Search the entries below for the string "final" and copy the lines that hold it.

--- RECORDS FOR THIS EXERCISE ---

PR #1912, opened 2017-07-21
[WIP - do not merge] Redis + cassandra supervision

lolski:
- Functionality: Starts and stops Redis and Cassandra together with Engine
- Tests
- Binary path and PID file path are currently hardcoded. Not sure if we need to make it configurable from a config file?
- This functionality currently depends on these binaries: `bin/nodetool`, `bin/redis-*`, and `bin-cassandra`


lolski:
It broke some other tests. Whoops

grakn-engine/src/main/java/ai/grakn/engine/externalcomponents/CassandraSupervisor.java
```diff
@@ -0,0 +1,137 @@
...
+/**
+ * Responsible for supervising cassandra.
+ *
+ * @author Ganeshwara Herawan Hananda
+ */
+
+public class CassandraSupervisor {
+    private OperatingSystemCalls osCalls;
+    private final Logger LOG = Logger.getLogger(CassandraSupervisor.class.getName());
+    private final long WAIT_TIME_BETWEEN_ATTEMPT_MS = 2000;
```
fppt: This should probably be a configurable value to aid with debugging. 

I am just thinking, when users encounter timeout issues with grakn, one of the first things they will likely do is increase the timeout as a sanity check. I think we have all done that at some point.

grakn-engine/src/main/java/ai/grakn/engine/externalcomponents/RedisSupervisor.java
```diff
@@ -0,0 +1,100 @@
...
+
+        if (osCalls.isMac()) {
+            this.startRedisCmd = baseWorkDir + "bin/redis-server-osx " + baseWorkDir + "conf/redis/redis.conf";
+            this.stopRedisCmd = baseWorkDir + "bin/redis-cli-osx shutdown";
+
+        }
+        else {
+            this.startRedisCmd = baseWorkDir + "bin/redis-server-linux " + baseWorkDir + "conf/redis/redis.conf";
+            this.stopRedisCmd = baseWorkDir + "bin/redis-cli-linux shutdown";
+        }
```
fppt: //TODO: Windows?

grakn-engine/src/main/java/ai/grakn/engine/externalcomponents/RedisSupervisor.java
```diff
@@ -0,0 +1,100 @@
...
+        } else {
+            LOG.info("no redis process is found.");
+        }
+    }
+
+
+    public void start() throws IOException, InterruptedException {
+        int status = osCalls.execAndReturn(new String[] { "sh", "-c", startRedisCmd } );
+        System.out.println("== " + startRedisCmd + " / " + status + " ==");
+        if (status != 0) throw new ExternalComponentException("unable to start redis - " + startRedisCmd);
```
fppt: For your exception handling see how the other exception classes are implemented. For example look at `GraphOperationException`. If possible try to change your exceptions to be the same style. This makes it easier to reuse exception messages and it makes it easier to keep all our exceptions in the same place.

grakn-engine/src/main/java/ai/grakn/engine/externalcomponents/RedisSupervisor.java
```diff
@@ -0,0 +1,100 @@
...
+            LOG.info("redis has been stopped.");
+        } else {
+            LOG.info("no redis process is found.");
+        }
+    }
+
+
+    public void start() throws IOException, InterruptedException {
+        int status = osCalls.execAndReturn(new String[] { "sh", "-c", startRedisCmd } );
+        System.out.println("== " + startRedisCmd + " / " + status + " ==");
```
fppt: Are these `printlns` needed?

grakn-engine/src/main/java/ai/grakn/engine/GraknEngineServer.java
```diff
@@ -112,15 +117,29 @@ public GraknEngineServer(GraknEngineConfig prop) {
         this.taskManager = startTaskManager(inMemoryQueue, redisCountStorage, jedisPool, lockProvider);
     }
 
-
     public static void main(String[] args) {
         GraknEngineConfig prop = GraknEngineConfig.create();
-        // Start Engine
+
+        // Start external components (Cassandra and Redis)
```
fppt: With this approach how can I connect grakn to my own running instance of cass and redis? Can I even do that anymore? 

We don't formally support windows but I *think* this will kill off the "hacks" that people can do to get grakn running on windows. I.e. starting up cass and redis and configuring grakn to connect to them.

grakn-engine/src/main/java/ai/grakn/engine/externalcomponents/ExternalComponentException.java
```diff
@@ -0,0 +1,31 @@
...
+
+package ai.grakn.engine.externalcomponents;
+
+/**
+ * Should be thrown upon encountering any error when unable to start / stop an external component
+ *
+ * @author Ganeshwara Herawan Hananda
+ */
+
+public class ExternalComponentException extends RuntimeException {
```
fppt: This should probably extend `GraknException` or `GraknBackendException` . . . the latter seems like a good one. Check the javadocs of `GraknBackendException` and tell me what you think.

lolski:
@fppt @pluraliseseverythings In my opinion, this work lacks proper testing. We have a couple unit tests that test the process supervision and that's it. For a change of this scale I want to feel more confident.

This week I'm gonna do a real world testing scenario and see how well this solution holds. If that works Then we can think of merging this codebase.

fppt:
@lolski we have a basic CI framework which @sheldonkhall has designed for us. Maybe there is a way we could leverage that to do the testing you planning? That way any tests you write/perform can be reused.

lolski:
@fppt @sheldonkhall as the work is mainly about supervision an OS process, the test will need to be able to start, stop, and do health check on process. I think it can be done however not sure how easy it is.

If I can get a CI account to play around that would be ideal

grakn-engine/src/main/java/ai/grakn/engine/externalcomponents/RedisSupervisor.java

---

ANSWER BOX →
+    private final Logger LOG = Logger.getLogger(CassandraSupervisor.class.getName());
+    private final long WAIT_TIME_BETWEEN_ATTEMPT_MS = 2000;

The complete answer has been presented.